Birth control; first state driven and then market driven, explains China’s population trajectory

“Please have more babies. That’s China’s message for couples after decades of limiting most families to just one child”, said a Bloomberg story on the latest population estimate for China. A simple comparison of China’s birth rate and death rate – the latter has to be higher than the former for population to decline – shows that the deceleration, and the now decline, in the country’s population is a result of steady reduction in birth rate even as death rates have been largely stable over the last many decades. Ironical as it may sound, a decline in birth rates was initially seen as a success story by the Chinese state, which implemented a one-child policy in the early 1980s to control the country’s population. The Chinese government officially shifted to a two-child policy in 2016 and then allowed couples to have a third child in 2021. However, the birth rate has continued to decline. Among the most important reasons for the decline in Chinese birth rate is the fact that young couples are increasingly insecure about the economic costs of child bearing. “Time and financial concerns mean that many couples feel they can only afford to have one child — if any”, the Bloomberg story quoted above said.

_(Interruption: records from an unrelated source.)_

PR #286, opened 2021-03-11
gravel: api/services: available space must account for reservations

### LINKED ISSUE #236: gravel: reservations API not providing raw reservation, just service reservation
Essentially we're not providing the caller with the raw reserved space (i.e., service reservation * replicas), which makes the UI (and thus the user) believe they should have a lot more space available than they actually do.

jecluis:
Resolves #236

### DIFF
--- a/src/gravel/controllers/services.py
+++ b/src/gravel/controllers/services.py
@@ -11,7 +11,10 @@ from gravel.controllers.orch.cephfs import CephFS, CephFSError
 from gravel.controllers.orch.models \
     import CephFSListEntryModel, CephOSDPoolEntryModel
 from gravel.controllers.gstate import gstate
-from gravel.controllers.resources import storage
+from gravel.controllers.resources.storage import (
+    Storage,
+    get_storage
+)
 
 
 class ServiceError(Exception):
@@ -110,6 +113,12 @@ class Services:
             total += (service.reservation * service.replicas)
         return total
 
+    @property
+    def available_space(self) -> int:
+        storage: Storage = get_storage()
+        total_storage: int = storage.total
+        return (total_storage - self.total_raw_reservation)
+
     def __contains__(self, name: str) -> bool:
         return name in self._services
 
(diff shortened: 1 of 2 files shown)


mgfritch (approved):

src/gravel/controllers/services.py
```diff
@@ -110,6 +113,12 @@ def total_raw_reservation(self) -> int:
             total += (service.reservation * service.replicas)
         return total
 
+    @property
+    def available(self) -> int:
```
jhesketh, line 117: This property isn't very clearly named. The object is `Services` so in the context of thinking about services "available" does not make me think of available space.

jhesketh (commented):
Just a nit around the naming of the property. The change otherwise looks fine.

(Another thought could be to have this as part of the Node object instead)

votdev (approved):
LGTM, but requires some adaption in the UI. Do you want to do that in this PR or shall i open a glass related PR?

```
--- a/src/glass/src/app/core/dashboard/widgets/capacity-dashboard-widget/capacity-dashboard-widget.component.ts	(revision b6fca28e7bf4328bb086a292fb6308f9c4a20600)
+++ b/src/glass/src/app/core/dashboard/widgets/capacity-dashboard-widget/capacity-dashboard-widget.component.ts	(date 1615545673762)
@@ -31,8 +31,8 @@
     // @ts-ignore
     this.subscription = this.loadDataEvent.subscribe(() => {
       this.chartData = [
-        { name: translate(TEXT('Assigned')), value: this.data.available - this.data.reserved },
-        { name: translate(TEXT('Unassigned')), value: this.data.reserved }
+        { name: translate(TEXT('Assigned')), value: this.data.reserved },
+        { name: translate(TEXT('Unassigned')), value: this.data.available }
       ];
     });
   }
```

jecluis:
if you could do that in another PR I'd appreciate it immensely :)

PR #287, opened 2021-03-11
gravel: allow creating pools with one replica

### LINKED ISSUE #238: gravel: set allow setting pool size 1 on service creation
Without disabling a safety flag before service creation, creating a pool with only one replica is impossible and results in error.

jecluis:
Resolves #238 

### DIFF
--- a/src/gravel/controllers/nodes/mgr.py
+++ b/src/gravel/controllers/nodes/mgr.py
@@ -341,6 +341,12 @@ class NodeMgr:
             logger.error("=> mgr -- unable to allow pool size 1")
             logger.debug(str(e))
 
+        try:
+            mon.disable_warn_on_no_redundancy()
+        except CephCommandError as e:
+            logger.error("=> mgr -- unable to disable redundancy warning")
+            logger.debug(str(e))
+
     async def finish_deployment(self) -> None:
         assert self._state
 
--- a/src/gravel/controllers/nodes/mgr.py
+++ b/src/gravel/controllers/nodes/mgr.py
@@ -29,6 +29,10 @@ from fastapi import status
 from fastapi.logger import logger as fastapi_logger
 from gravel.cephadm.models import NodeInfoModel
 from gravel.controllers.gstate import gstate
+from gravel.controllers.orch.ceph import (
+    CephCommandError,
+    Mon
+)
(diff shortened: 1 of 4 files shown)


src/gravel/controllers/orch/ceph.py
```diff
@@ -156,10 +179,48 @@ def get_pools(self) -> List[CephOSDPoolEntryModel]:
...
+        except CephCommandError as e:
+            logger.error("=> ceph -- mon > unable to set pool size")
+            logger.debug(str(e))
+            logger.debug(str(size_cmd))
+
+        minsize = 2 if size > 2 else 1
+        minsize_cmd: Dict[str, str] = {
+            "prefix": "osd pool set",
+            "pool": name,
+            "var": "min_size",
```
mgfritch, line 201:
```
  >       assert args["var"] == "size"
  E       AssertionError: assert 'min_size' == 'size'
  E         - size
  E         + min_size
```

adjust the test case?

src/gravel/controllers/nodes/mgr.py
```diff
@@ -326,6 +333,20 @@ def gen() -> str:
 
         self._load()
 
+    async def _finish_bootstrap_config(self) -> None:
+        mon: Mon = Mon()
+        try:
+            mon.set_allow_pool_size_one()
+        except CephCommandError as e:
+            logger.error("=> mgr -- unable to allow pool size 1")
+            logger.debug(str(e))
```
jhesketh, line 342: (If you use `logger.exception` the logger will print the traceback along with the error string etc instead of needing to manually log it (but I realise you're using the debug level so this might not be helpful here)).

jhesketh (commented):
lgtm except for the test case

src/gravel/controllers/orch/ceph.py
jecluis: forgot about that. will do.

src/gravel/controllers/nodes/mgr.py
jecluis: huh - had no idea. That's really helpful. Although in this case I think we might just want the reason and not the whole stack trace.

jhesketh (approved):
Thanks for adding the typing to the fixtures :-)

PR #295, opened 2021-03-15
gravel: log to console and file; piggyback and relicense stuff

jecluis:
With this patchset we are

1. introducing automatic logging to file. The log is currently being placed under `/tmp/aquarium.log`, and it's limited to 10MB.
2. providing an endpoint to obtain the log file.
3. changing a bunch of logging messages to make output not look horrible.
4. relicensing a bunch of files to gplv3

### DIFF
--- a/src/gravel/controllers/nodes/conn.py
+++ b/src/gravel/controllers/nodes/conn.py
@@ -61,13 +61,13 @@ class ConnMgr:
         conn: IncomingConnection,
         msg: MessageModel
     ) -> None:
-        logger.debug(f"=> connmgr -- incoming recv: {conn}, {msg}")
+        logger.debug(f"connmgr -- incoming recv: {conn}, {msg}")
 
         if not self.is_started():
             raise ConnectionManagerNotStarted()
 
         await self._incoming_queue.put((conn, msg))
-        logger.debug(f"=> connmgr -- queue len: {self._incoming_queue.qsize()}")
+        logger.debug(f"connmgr -- queue len: {self._incoming_queue.qsize()}")
 
     async def wait_incoming_msg(
         self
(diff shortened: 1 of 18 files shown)


src/gravel/controllers/nodes/conn.py
```diff
@@ -61,13 +61,13 @@ async def on_incoming_receive(
         conn: IncomingConnection,
         msg: MessageModel
     ) -> None:
-        logger.debug(f"=> connmgr -- incoming recv: {conn}, {msg}")
```
kshtsk, line 64: instead of adding the decoration to the log, why just not add a module and function to the debug log format?

src/gravel/controllers/nodes/mgr.py
```diff
@@ -139,7 +139,7 @@ def __init__(self):
         self._node_init()
         assert self._state
 
-        logger.debug(f"=> mgr -- init > {self._state}")
+        logger.debug(f"init > {self._state}")
```
kshtsk, line 142: when logging data, it would be great to reader see what is it, in this case some info that this is a state be enough I guess.

src/gravel/controllers/nodes/conn.py
kshtsk: line number whould good as well

jecluis: we get a lot of pollution in the log. I tried that, and the logs become quite unreadable.

src/gravel/controllers/nodes/mgr.py
jecluis: Believe me, when it shows in the log you know it's state ;)

asettle (dismissed):

votdev (approved):
LGTM

kshtsk:
jenkins test tumbleweed

src/gravel/controllers/nodes/mgr.py
kshtsk: I am fine with that.

src/gravel/controllers/nodes/conn.py
kshtsk: Thanks, I see, makes sense. I know debug logs have a lot of garbage, this is why applications in normal mode do not print debug messages.
(This comment was not blocking the PR)

src/gravel/controllers/nodes/mgr.py
kshtsk: It is non-blocking comment, feel free to merge when ready.

asettle (approved):

PR #311, opened 2021-03-18
glass: Add services page

votdev:
Bildschirmfoto vom 2021-03-18 16-48-25

This is the core service page. In follow up PRs the ability to edit/delete them will be added. It is also planned to enhance the visualized data per service.

### DIFF
--- a/src/glass/src/app/app-routing.module.ts
+++ b/src/glass/src/app/app-routing.module.ts
@@ -10,6 +10,7 @@ import { DeploymentPageComponent } from '~/app/pages/deployment-page/deployment-
 import { InstallModePageComponent } from '~/app/pages/install-mode-page/install-mode-page.component';
 import { NotFoundPageComponent } from '~/app/pages/not-found-page/not-found-page.component';
 import { RegisterPageComponent } from '~/app/pages/register-page/register-page.component';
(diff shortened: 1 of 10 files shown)


asettle:
This looks really good!

jecluis (dismissed):
LGTM - although I do have concerns about "Usable size" instead of "Allocated size", but I think this is a broader discussion we need to have sooner rather than later.

votdev:
> LGTM - although I do have concerns about "Usable size" instead of "Allocated size", but I think this is a broader discussion we need to have sooner rather than later.

I'm fine with changing that.

s0nea (approved):
LGTM!

I'm only wondering if _CephFS Share_ should be renamed into _CephFS Service_ (just to be consistent with the wording).

Screenshot_2021-03-29_13-29-25

Also I created https://github.com/aquarist-labs/aquarium/issues/345 which can be addressed separately in my opinion.

votdev:
> LGTM!
> 
> I'm only wondering if _CephFS Share_ should be renamed into _CephFS Service_ (just to be consistent with the wording).
> 
> Screenshot_2021-03-29_13-29-25
> 
> Also I created #345 which can be addressed separately in my opinion.

I agree we have to polish the wording here and there in the UI. I took over the ' CephFS Share` from the services dashboard widget. So we have to adapt it there,too.

PR #312, opened 2021-03-18
.github/workflows: add glass unit tests config

kshtsk:
Use `npm run test:ci`

### DIFF
--- a/.github/workflows/glass-unit-tests.yml
+++ b/.github/workflows/glass-unit-tests.yml
@@ -1,0 +1,24 @@
+name: "Glass unit tests"
+
+on:
+  - push
+  - pull_request
+
+jobs:
+  nodejs:
+    runs-on: ubuntu-latest
+    strategy:
+      matrix:
+        node-version: [14.x, 15.x]
+    steps:
+      - uses: actions/checkout@v2
+      - name: Use Node.js ${{ matrix.node-version }}
+        uses: actions/setup-node@v1
+        with:
+          node-version: ${{ matrix.node-version }}
+      - run: npm install
+        working-directory: src/glass
+      - run: npx ng build
+        working-directory: src/glass
+      - run: npm run test:ci
+        working-directory: src/glass


kshtsk:
This add node 14 and node 15 "glass unit test" action with 'test-ci' job.

kshtsk:
@jhesketh maybe there is more sense instead of this:

```
glass unit tests / test-ci
tox / build
```
try and use this:
```
ci / tox
ci / glass
```

jecluis (commented):
looks good to me, but I'll defer to @jhesketh

.github/workflows/glass-unit-tests.yml
```diff
@@ -0,0 +1,24 @@
+name: ci
```
jhesketh, line 1: Lets give this a more descriptive name so that on the "Checks" tab it's clear what this is.

Maybe "NPM Tests"?

jhesketh (changes requested):
I'm not the most familiar with npm or gh check's, but this looks good to me and the output looks good also. Just one small nit.

.github/workflows/glass-unit-tests.yml
kshtsk: @jhesketh npm is the package manager for node.js, the actual test command under the hood is _jest_ which is npm package. In other words npm is used not only for running tests but for building and packaging. Why ci / glass is not descriptive enough?

kshtsk: @jhesketh maybe we can merge it as is, and in upcoming PR you can play with the name you like more as for Checks?

jecluis: I'm not particularly invested in this discussion, but, maybe, then naming it "glass unit tests" would suffice?

jhesketh: Right, my example given is clearly poor, but my point was to have something other than CI because we have other systems also doing tests so we should differentiate them. "Glass unit tests" makes sense to me.

kshtsk:
jenkins run tumbleweed

jhesketh (approved):
Thanks for the update :-)

PR #313, opened 2021-03-18
gravel: fix bugs on bootstrap and join

### LINKED ISSUE #309: gravel: initial node requires aquarium restart after bootstrap before join is permitted
I'm not entirely sure how to describe the bug, aside from what happens: after we bootstrap the initial node, join attempts from another node result in a closed websocket with an invalid status code. Restarting Aquarium on the initial node makes everything okay without an itch.

At this point I have no concrete ideas about what might be wrong, but I suspect it has something to do with the node mgr / connection mgr rejecting a connection depending on state. Some state must be wrong somewhere, or we're simply not starting something.

jecluis:
Resolves #309 

### DIFF
--- a/src/gravel/controllers/bootstrap.py
+++ b/src/gravel/controllers/bootstrap.py
@@ -110,7 +110,7 @@ class Bootstrap:
         self.stage = BootstrapStage.RUNNING
 
         def progress_cb(percent: int) -> None:
-            logger.debug(f"bootstrap > {percent}")
+            logger.debug(f"bootstrap > {percent}%")
             self.progress = percent
 
         retcode: int = 0
--- a/src/gravel/controllers/nodes/mgr.py
+++ b/src/gravel/controllers/nodes/mgr.py
@@ -14,13 +14,11 @@
 import asyncio
 from enum import Enum
 from logging import Logger
-from datetime import datetime as dt
 from uuid import UUID, uuid4
 import random
 from typing import (
     Dict,
     Optional,
-    List
 )
 from pathlib import Path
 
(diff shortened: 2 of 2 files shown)


src/gravel/controllers/bootstrap.py
```diff
@@ -110,7 +110,7 @@ async def _do_bootstrap(self) -> None:
         self.stage = BootstrapStage.RUNNING
 
         def progress_cb(percent: int) -> None:
-            logger.debug(f"bootstrap > {percent}")
+            logger.debug(f"bootstrap > {percent}%")
```
mgfritch, line 113:
```suggestion
            logger.debug(f"bootstrap {percent}%")
```
(nit)

src/gravel/controllers/nodes/mgr.py
```diff
@@ -467,6 +431,31 @@ def _load_token(self) -> Optional[str]:
...
 
+    def _save_token(self, should_exist: bool = True) -> None:
+        tokenfile: Path = self._get_node_file("token")
+
+        # this check could be a single assert, but it's important to know which
+        # path failed.
+        if should_exist:
+            assert tokenfile.exists()
+        else:
+            assert not tokenfile.exists()
```
mgfritch, line 442: I'm confused, do we really need to assert this?

mgfritch (approved):
couple nits, but lgtm!

src/gravel/controllers/nodes/mgr.py
jecluis: We don't need to assert it, but it sure comes handy to ensure we are getting the right state at the right time from the caller's PoV. The alternative would be having the caller perform the asserts first, but that would require them to know where the file sits and hence increase boilerplate quite a bit.

PR #90, opened 2020-04-30
Regenerate generated.go from yang files.

mpsalisbury:
The existing tests in gnmi/ fail. Regenerating from the yang files fixes the problem.


samribeiro:
Thanks!

Issue #97, opened 2020-06-30
Create gNOI Reset Client


loriscn12:
This issue consists of building client for testing the gNOI Reset service implementation.

As part of this client implementation, the following gNOI Reset service operations will be tested:

Start a Factory Reset

PR #102, opened 2020-07-01
gNOI Client

Jared-Mullin:
Issue #97 
Initial client setup in gNOI library, test for ResetError responses included


gnoi/reset/client.go
```diff
@@ -0,0 +1,71 @@
...
+	}
+	return CheckResponse(out)
+}
+
+// CheckResponse checks for errors.
+func CheckResponse(res *pb.StartResponse) error {
+	switch res.Response.(type) {
+	case *pb.StartResponse_ResetSuccess:
+		return nil
+	case *pb.StartResponse_ResetError:
```
samribeiro, line 55: I believe it is better to assume that all errors can be triggered at the same time, and therefore report on them all instead of just the first one caught.

gnoi/reset/client_test.go
```diff
@@ -0,0 +1,70 @@
...
+func TestStart(t *testing.T) {
+	t.Run("ResetSuccess", func(t *testing.T) {
+		res := initializeResponse(false, false, false, "")
+		err := CheckResponse(res)
+		if err != nil {
+			t.Errorf("Expected no errors, got %v", err)
+		}
+	})
+
+	t.Run("ResetError OS Rollback Impossible", func(t *testing.T) {
```
samribeiro, line 32: ResetError OS Rollback Unsupported

gnoi/reset/client_test.go
```diff
@@ -0,0 +1,70 @@
...
+		res := initializeResponse(true, false, false, "")
+		err := CheckResponse(res)
+		if err == nil {
+			t.Error("Expected OS unsupported error, no error returned")
+		}
+	})
+	t.Run("ResetError Zero Fill Impossible", func(t *testing.T) {
```
samribeiro, line 39: ResetError Zero Fill Unsupported

gnoi/reset/client_test.go
Jared-Mullin: Changed, thanks!

gnoi/reset/client_test.go
Jared-Mullin: Changed, thanks!

gnoi/reset/client.go
Jared-Mullin: I agree, I think I've written it better now

gnoi/reset/client_test.go
```diff
@@ -0,0 +1,70 @@
...
+package reset
+
+import (
+	"testing"
+
+	"github.com/google/gnxi/gnoi/reset/pb"
+)
+
+func TestStart(t *testing.T) {
+	t.Run("ResetSuccess", func(t *testing.T) {
```
samribeiro, line 24: Would this be more readable with:

```
// in client.go:
type ResetError struct{
    Msg string
}

func (re *ResetError)Error() string{
	return re.Msg
}

// in here:

	tests := []struct {
		response *pb.StartResponse{}
		want *ResetError
	}{
		{
			response: &pb.StartResponse{Response: &pb.StartResponse_ResetError{&pb.ResetError{
			           FactoryOsUnsupported: true,
			           ZeroFillUnsupported:  false,
			           Other:                false,
			           Detail:               "",
                         },},},
			want: errors.NewError("Factory OS Rollback Unsupported"),
		},
...
	}
	for _, test := range tests {
		got := CheckResponse(test.response)
                 diff := cmp.Diff(test.want, got)
		if diff != "" {
			t.Errorf("CheckResponse(%s): (-want +got):\n%s", test.response, diff)
		}
	}
}
```

gnoi/reset/client.go
```diff
@@ -0,0 +1,71 @@
...
+		resErr := res.GetResetError()
+		if resErr.FactoryOsUnsupported {
+			log.Println("Factory OS Rollback Unsupported")
```
samribeiro: Since we are already returning the error, lets leave the calling binary handle all the logging here.

samribeiro: and in other locations in this file.

samribeiro: in summary: remove logging =)

Jared-Mullin: Sure, no problem

gnoi/reset/client_test.go
Jared-Mullin: I think this is resolved in new commit, I kept the initializeResponse function but I can remove it if you prefer, thank you

gnoi/reset/client.go
```diff
@@ -0,0 +1,80 @@
...
+	"github.com/google/gnxi/gnoi/reset/pb"
+	"google.golang.org/grpc"
+)
+
+// Client handles requesting a Factory Reset.
+type Client struct {
+	client pb.FactoryResetClient
+}
+
+type ResetError struct {
```
ericm, line 32: Remember to comment

gnoi/reset/client.go
```diff
@@ -0,0 +1,80 @@
...
+	Msgs []string
+}
+
+func (re *ResetError) Error() string {
```
ericm, line 36: Probably comment here as well

gnoi/reset/client.go
Jared-Mullin: Fixed thank you :D

ericm: :)

gnoi/reset/client.go
```diff
@@ -0,0 +1,82 @@
...
+	"github.com/google/gnxi/gnoi/reset/pb"
+	"google.golang.org/grpc"
+)
+
+// Client handles requesting a Factory Reset.
+type Client struct {
+	client pb.FactoryResetClient
+}
+
+// ResetError allows multiple error messages
```
samribeiro, line 32: needs to be full sentence with a period.

gnoi/reset/client.go
```diff
@@ -0,0 +1,82 @@
...
+}
+
+// ResetTarget invokes gRPC start service on the server.
+func (c *Client) ResetTarget(ctx context.Context, zeroFill, rollbackOS bool) error {
+	out, err := c.client.Start(ctx, &pb.StartRequest{
+		FactoryOs: rollbackOS,
+		ZeroFill:  zeroFill,
+	})
+	if err != nil {
+		log.Println("Error calling Start service:", err)
```
samribeiro, line 54: we can also drop the log here and do it in the main package

gnoi/reset/client_test.go
```diff
@@ -0,0 +1,82 @@
...
+	"github.com/google/gnxi/gnoi/reset/pb"
+)
+
+func TestCheckResponse(t *testing.T) {
+	tests := []struct {
+		response *pb.StartResponse
+		want     *ResetError
+	}{
+		{
+			response: initializeResponse(true, false, false, ""),
```
samribeiro, line 31: just add directly here the following, it is easier to read:

```
response: &pb.StartResponse{&pb.StartResponse_ResetError{&pb.ResetError{
			FactoryOsUnsupported: true,
			ZeroFillUnsupported:  false,
			Other:                false,
			Detail:               "",
		},},},
```

Jared-Mullin: Sure, no problem, will change

gnoi/reset/client_test.go
```diff
@@ -0,0 +1,82 @@
...
+import (
+	"testing"
+
+	"github.com/google/go-cmp/cmp"
+
+	"github.com/google/gnxi/gnoi/reset/pb"
+)
+
+func TestCheckResponse(t *testing.T) {
+	tests := []struct {
```
samribeiro, line 26: missing:

```
response: &pb.StartResponse{&pb. StartResponse_ResetSuccess{&pb.Success{}}},
want: nil,
```

Jared-Mullin: I've included this in the tests now, I ran into some segmentation fail issues with cmp.Diff trying to compare nil versus nil, so I've used a continue in the loop to resolve this

samribeiro: if you return *ResetError here I think you wont have the issue:

func CheckResponse(res *pb.StartResponse) *ResetError {
}

would you try?

Jared-Mullin: That worked, thank you!

PR #103, opened 2020-07-01
Moved reusable code from gnoi_cert to utils

ericm:
These seem to be reusable for every client so I moved them to `utils`


ericm:
Got it. Thanks!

See Chart 4: China’s birth and death rate

The economic consequences of depopulation for China

China’s economic transformation from a poor Asian country to the world’s second largest economy is perhaps the most fascinating rags-to-riches story in the history of modern capitalism. The origins of China’s impressive economic growth are to be found in its large, relatively well educated and cheap labour, which helped it establish itself as the factory of the world. An increasingly ageing and falling population means that China will find it difficult to find enough and cheaply available workers to drive its economic growth story. China’s economic anxieties over depopulation – various state policies from allowing more and more children to decisions such as banning online tuitions, which made bringing up children expensive, clearly betray the state’s concern – are a lesson for voices that see population control as a silver bullet for India. To be sure, the counterfactual is equally true. Had China not had a manufacturing revolution, widespread unemployment would have thrown the country into absolute chaos. As India stands on the cusp of becoming the most populous country in the world, it must guard against both extremes.